Entre 1864 et 1897, environ deux mille Algériens sont relégués en Nouvelle-Calédonie. Parmi eux, les instigateurs de la grande insurrection kabyle de 1871. Retour sur une déportation méconnue.
Photo de déportés algériens sur la presqu’île Ducos, en Nouvelle-Calédonie, prise après 1880. Parmi eux, Bou Mezrag Mokrani (assis à droite). (Exposition Caledoun/Album Bray/A.N.O.M (8 Fi 51))
Après 140 jours de mer, Bou Mezrag Mokrani, matricule 2922, est débarqué du « Calvados ». Nous sommes le 18 janvier 1875. Sous ses pieds, la Nouvelle-Calédonie, son sable blanc et ses eaux turquoise. La terre de la « grande punition » et son bagne colonial du bout du monde. Deux ans plus tôt, il a été condamné à mort, peine commuée en déportation, « coupable d’excitation à la guerre civile et complicité de pillage et d’incendie dans la province de Constantine et d’Alger en 1871 ».

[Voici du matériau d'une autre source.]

PR #110, opened 2019-08-19
Fix "users" return & add search to invites

samblackk:
Attached to https://github.com/astronomer/astronomer/issues/426

Adds search to invites and allows all users to return on the users query. 

Please r/m

### DIFF
--- a/src/resolvers/query/users/index.js
+++ b/src/resolvers/query/users/index.js
@@ -22,7 +22,7 @@ export default async function users(parent, args, ctx, info) {
  * @param {Object} ctx The graphql context.
  * @return {Object} The users query.
  */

Comme lui, ils sont plus de 2 000 Nord-Africains, en très grande majorité des Algériens, à avoir été envoyés, entre 1864 et 1897, dans ce bagne du Pacifique à près de 20 000 kilomètres de leur terre natale. A leur arrivée, les détenus sont triés. A gauche, vers l’île Nou, les « transportés », les condamnés de droit commun. A droite, vers l’île des Pins, les « déportés », les condamnés politiques. C’est là, sur une terre de plaines décrites dans le « Journal officiel de la République française » du 3 septembre 1872 comme « fertiles » et à la végétation « luxuriante », que Bou Mezrag Mokrani resta trente ans en exil forcé.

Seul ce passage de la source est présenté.